Looks like edx-dl is missing most of the sections of the course. My case https://courses.edx.org/courses/course-v1:GTx+ISYE6669+2T2018/course/.

Building initial headers for future requests. Getting initial CSRF token. Found CSRF token. Logging into Open edX site: https://courses.edx.org/login_ajax Extracting course information from dashboard. Downloading FA18: Deterministic Optimization [course-v1:GTx+ISYE6669+2T2018/co] Downloading 5 section(s) Section 1: Getting Started Welcome Message Syllabus Getting Help Getting to Know Each Other Section 2: Discussions and Q&A Discussions and Q&A Forums Section 3: Proctoring Information - Verified Learners Section 4: Midterm Exam - Verified Learners Section 5: Final Exam - Verified Learners Extracting all units information in parallel. Processing 'https://courses.edx.org/courses/course-v1:GTx+ISYE6669+2T2018/jump_to/block-v1:GTx+ISYE6669+2T2018+type@vertical+block@b4e0e428596e4a438b61d9c44a66ff45' Processing 'https://courses.edx.org/courses/course-v1:GTx+ISYE6669+2T2018/jump_to/block-v1:GTx+ISYE6669+2T2018+type@vertical+block@6e0eef9f7a9b4eed99ea9c1ad8e37b16' Processing 'https://courses.edx.org/courses/course-v1:GTx+ISYE6669+2T2018/jump_to/block-v1:GTx+ISYE6669+2T2018+type@vertical+block@d827bed0374e46b5a0abe62978b7cca8' Processing 'https://courses.edx.org/courses/course-v1:GTx+ISYE6669+2T2018/jump_to/block-v1:GTx+ISYE6669+2T2018+type@vertical+block@3247cb48d14b4f1e97bb9dd74d1ec8a2' Processing 'https://courses.edx.org/courses/course-v1:GTx+ISYE6669+2T2018/jump_to/block-v1:GTx+ISYE6669+2T2018+type@vertical+block@c49832c367cc47be96ba15a3ce5e9d8c' Removed 0 duplicated urls from 0 in total Output directory: Downloaded

dorianherle commented 5 years ago

I have the same issue:

edx_dl version 0.1.10
Password:
Building initial headers for future requests.
Getting initial CSRF token.
Found CSRF token.
Logging into Open edX site: https://courses.edx.org/login_ajax
Extracting course information from dashboard.
Downloading Introduction to Discrete Choice Models [course-v1:EPFLx+DiscreteChoiceX+3T2017/co]
Downloading 0 section(s)
Extracting all units information in parallel.
No downloadable video found.
mor3dr3ad commented 5 years ago

So, I've dug into the code a bit and I think I found the issue: for some courses, edx has again updated the structure of their website.
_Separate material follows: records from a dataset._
Issue #2602, opened 2024-01-06
Incorrect Transaction Totals Displayed on Activity Display for N3 Wallet


jseagrave21:
**Wallet version or commit SHA:**
2.23.10

**Environment:**
Linux Mint 21.2 Cinnamon

**Prerequisites:**
Must have a N3 wallet with multiple transactions.

~I am not sure how many.  In my example, it seems that the total displayed is capped at 188.~

Update:  You need to have non-NEP-17 transfers.

**Reproduction steps:**
1. Open the N3 Wallet
2. Navigate to the Activity tab
3. Load more transactions

In my example N3 wallet, only 188 of the total 230 transactions are displayed as the total number of available transactions.  Then when the total transactions are loaded, the number of available transactions goes to 0 and the option to load more transactions remains displayed.

This seems to be a N3 problem only.  The N2 wallet shows all transactions and when all are loaded, the displayed total matches the total number of available transactions and the option to load more is no longer available.

**Screenshots/Video:**

- N3 wallet with more transactions displayed than available
![not all txs displayed](https://github.com/CityOfZion/neon-wallet/assets/40873301/f0b36b3d-07a5-4788-ba56-d825bd67f959)

- N3 wallet with all transactions displayed
![all txs loaded](https://github.com/CityOfZion/neon-wallet/assets/40873301/44c64a0e-e9e5-4bed-b039-dcb28c297e88)

- N2 wallet with some transactions loaded
![Partial Load of Legacy](https://github.com/CityOfZion/neon-wallet/assets/40873301/2beb0630-e564-4668-a2b0-0a059e2485a8)

- N2 wallet with all transactions displayed
![Legacy](https://github.com/CityOfZion/neon-wallet/assets/40873301/63e4d08c-09c2-4c70-81d2-621d26826fa0)

jseagrave21:
While trying to research a solution to this problem, I discovered that neon-wallet is using a deprecated method from the rest API.  Specifically, we are using `addressTXFull`, which is annotated as being deprecated [here](https://github.com/CityOfZion/dora-sdk-ts/blob/develop/src/api/neoN3/rest.ts#L56).  However, if you trying to use `addressTransactions` as directed, the code breaks because none of the `metadata` is available in the new method.  Additionally, the `totalCount` displayed for the same address referenced above using `addressTransactions` is 181 which is still wrong.  @lllwvlvwlll @ixje

ixje:
[...]

PR #2612, opened 2024-01-28
Remove Number of Transactions & Total Transactions from Activity Page

jseagrave21:
https://github.com/CityOfZion/neon-wallet/issues/2602

This fixes the problem of displaying an incorrect total number of transactions for a wallet address.  This problem stems from inconsistencies with `totalCount`.  Refer to the issue for more details.

I removed the number of transactions (`transactions.length`) and the total number of transactions (`count`) from the Activity page.  Then I added logic to ensure the Load More button is disabled when there are no more transactions to load.  Specifically, now we check to see if there is a next page after we load each page from Dora.  If there isn't, the `count` is set to the total number of transactions loaded (`entries.length`).  The new logic does not affect the Neo Legacy logic, so it still disables the Load More button accurately using `count` as before.

Live testing with a Neo Legacy address,and two Neo3 addresses, one of which only had a single page of transactions.

Nothing additional.

No.


jseagrave21:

The issue is with line 397 in /edx-dl/.parsing.py

    sections_soup = soup.find_all('li', class_='outline-item section')
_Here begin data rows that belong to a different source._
Issue #2618, opened 2024-02-03
Images Not Displaying in Dark Theme


jseagrave21:
**Wallet version or commit SHA:**
2.23.10

**Environment:**
Linux Mint 21.3 Cinnamon

**Prerequisites:**
None.

**Reproduction steps:**
1. Start Neon Wallet
2. Select Dark Theme
3. Select Settings
4. Navigate to Release Notes
5. Scroll down

Observe that some images do not load and display artifacts instead.

**Screenshots/Video:**
![Light](https://github.com/CityOfZion/neon-wallet/assets/40873301/82c5d3a8-9313-4601-88be-c7562c12c0fd)
![Dark](https://github.com/CityOfZion/neon-wallet/assets/40873301/be393dbb-bfa6-4667-af2b-30da6398df3b)

jseagrave21:
Up

PR #2619, opened 2024-02-03
Fix Release Notes Images

jseagrave21:
#2618 

This fixes/replaces the images that were not displaying correctly in Release Notes.

Updated one of the `.svg` file and replaced two `.svg` files with `.png` files because the `.svg` dark image would not display correctly.

Live Testing

No

No


jseagrave21:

In the new format, the sections have a different class, namely "outline-item section scored".

Should be easily fixed. will try to hack sth together, but this better be checked by so experienced.

mor3dr3ad commented 5 years ago

Alright, quick fix:

replace as follows in /edx_dl/parsing.py:

Line 385: subsections_soup = section_soup.find_all('li', class_='vertical outline-item focusable') with subsections_soup = section_soup.find_all('li', class_=['vertical outline-item focusable', 'vertical outline-item focusable scored'])

and line 397:

sections_soup = soup.find_all('li', class_='outline-item section') with sections_soup = soup.find_all('li', class_=['outline-item section', 'outline-item section scored'])

This should work for both the 'old' and new format. Will try to run some tests and create a merge request sometime this week.

not-lucky commented 5 years ago

Thanks a lot. Its working now.

malawadd commented 5 years ago

thank you it works now

malawadd commented 5 years ago

Alright, quick fix:

replace as follows in /edx_dl/parsing.py:

Line 385: subsections_soup = section_soup.find_all('li', class_='vertical outline-item focusable') with subsections_soup = section_soup.find_all('li', class_=['vertical outline-item focusable', 'vertical outline-item focusable scored'])

and line 397:

sections_soup = soup.find_all('li', class_='outline-item section') with sections_soup = soup.find_all('li', class_=['outline-item section', 'outline-item section scored'])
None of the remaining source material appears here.